Effect of nucleotides on the activity of dinitrogenase reductase ADP-ribosyltransferase from Rhodospirillum rubrum

The mechanism by which MgADP stimulates the activity of dinitrogenase reductase ADP-ribosyltransferase (DRAT) has been examined by using dinitrogenase reductases from Rhodospirillum rubrum, Klebsiella pneumoniae, and Azotobacter vinelandii as acceptor substrates. In the presence of 0.2 mM NAD, maximal rates of ADP-ribosylation of all three acceptors were observed at an ADP concentration of 150 microM; in the absence of added ADP, DRAT activity with the dinitrogenase reductases from R. rubrum and K. pneumoniae was less than 5% of the maximal rate, but the A. vinelandii protein was ADP-ribosylated at 40% of the maximal rate.

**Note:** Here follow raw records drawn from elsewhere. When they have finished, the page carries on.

PR #316, opened 2017-06-27
Remove load from redis slaves for magento2

kierenevans:
We were encountering pages that were blank due to corrupted layout cache.
We tracked it down to this setting - layout config was loading from the slaves, being edited, then saved to the master, leading to replication lag having an effect.

### DIFF
--- a/magento2-nginx/fpm-7.0/etc/confd/templates/magento/env.php.tmpl
+++ b/magento2-nginx/fpm-7.0/etc/confd/templates/magento/env.php.tmpl
@@ -18,7 +18,6 @@ return array (
                                     'timeout' => '0.5',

Of eight dinucleotides tested, only ADP, 2'-deoxy-ADP, and ADP-beta S served as activators of the DRAT reaction; ADP, 2'-deoxy-ADP, and ADP-beta S were also the only dinucleotides found which inhibited acetylene reduction activity by dinitrogenase reductase. The dinucleotide specificities for both DRAT activation and acetylene reduction inhibition were the same for all three dinitrogenase reductases. In the DRAT reaction with the dinitrogenase reductases from K. pneumoniae and A. vinelandii, the Km for NAD was 30-fold higher in the absence of ADP than in its presence; the Km for NAD with the R. rubrum acceptor was not measurable. In the presence of saturating ADP, ADP-ribosylation of dinitrogenase reductase from R. rubrum was inhibited 63% by 1.5 mM ATP. It is concluded that MgADP stimulates DRAT activity by lowering the Km for NAD and that MgADP exerts its effect by binding to dinitrogenase reductase. MgATP inhibits DRAT activity by competing with MgADP for binding to dinitrogenase reductase.